MATERIAL PROVIDED

--------------------

Issue #1570, opened 2017-10-31
Issues with Highgarden Courtier


DukeTax:
* [ ] It's not possible to use Highgarden Courtier to stand Ser Colen of Greenpools when declaring him in a power challenge. This is due to the fact that during challenge initiation, challenge type is chosen (and used to recalculate effects by the engine) before attackers are chosen and knelt. So the moment Colen gets boosted, he is not knelt yet, meaning the Courtier can not trigger.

--------------------

TASK DESCRIPTION
Reproduce the listing exactly. Every line stays as it is.

TASK RESULT
Issue #1570, opened 2017-10-31
Issues with Highgarden Courtier


DukeTax:
* [ ] It's not possible to use Highgarden Courtier to stand Ser Colen of Greenpools when declaring him in a power challenge. This is due to the fact that during challenge initiation, challenge type is chosen (and used to recalculate effects by the engine) before attackers are chosen and knelt. So the moment Colen gets boosted, he is not knelt yet, meaning the Courtier can not trigger.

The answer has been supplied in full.